Akosua walked for 3 hours at the rate of 1 $\frac{1}{2}$ km per hour from her village to Paamu to take a bus to Quamu. If the bus travelling at 15 $\frac{1}{2}$ km per hour takes 2 hours to travel from Paamu to Quamu.

(i)

what is the distance from Akosua's village to Quamu?

(ii)

how long would it take a man, riding a bicycle at 5 km per hour, to travel from Akosua's village to Quamu?

(a)

Copy and complete the table for the relation F = $\frac{9}{5}$ C + 32.

Where F and C are degrees Fahrenheit and degrees Celsius respectively.

°C	0	5	10	15	20	25	30
°F	32				68

(b)

Using a scale of 2 cm to 10 units on the vertical axis (°F) and 2 cm to 5 units on the horizontal axis (°C), draw a linear graph for the relation.

(c)

Use the graph to find the temperature in degrees celsius when F = 55 degrees.

(d)

Interpret the slope of the relation.

(a)

Mr.

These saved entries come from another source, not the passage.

PR #436, opened 2022-07-20
Fix/app 699 mobile dialog

WissenIstNacht:
## Description

Fix minor layout changes on the mobile dialogue:

- Backdrop sometimes not filling vertical viewport
- Bottom sheet being too wide because of a text overflow in `DaoHeader` 

Note: As commented in the ticket, two tasks/bugs still need to be tackled. One is preventing a buggy animation when scrolling through a page with an open bottom sheet (not an issue with desktop modals, only mobile bottom sheets). The other is preventing the background from scrolling when a modal/bottom sheet is open. The latter would probably solve the former. I will ask for a new bug ticket to be created focusing just on those issues.

Task: [699](https://aragonassociation.atlassian.net/browse/APP-699?atlOrigin=eyJpIjoiZDMxM2Q0NDczZGEyNGI5Mjg4NjA2YzY4OWMzZDEzMjUiLCJwIjoiaiJ9)

## Type of change

### DIFF
--- a/packages/ui-components/src/components/backdrop/backdrop.tsx
+++ b/packages/ui-components/src/components/backdrop/backdrop.tsx
@@ -57,6 +57,7 @@ const StyledBackdrop = styled.div.attrs(({visible}: StyledBackdropProps) => {
     transition: 'visibility 0.2s, opacity 0.2s linear',
     backdropFilter: 'blur(24px)',
     cursor: 'pointer',
+    marginTop: 0,
   };
 
   return {className, style};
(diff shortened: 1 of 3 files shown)


RakeshUP (approved):
LGTM. 

The underlying background scroll could be prevented by adding something like `document.body.style.overflow = "hidden"` on the openCallback and removing it on close callback I guess..

sepehr2github (approved):
Thanks, Vali! Good to go 👍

Mensah's farm is 20 km from his house. He uses his car to travel y km of the distance from his house and then walks 1 $\frac{1}{2}$ hours at the rate of 3 km per hour to get to his farm. Find y.

(b)

The perimeter of a square field is the same as that of a rectangular field. If the length of the rectangular field is 8km and the width is 5km, calculate the area of the square field.

(c)

Find the gradient of the line which passes through the points M(2,-1) and K(-3,6).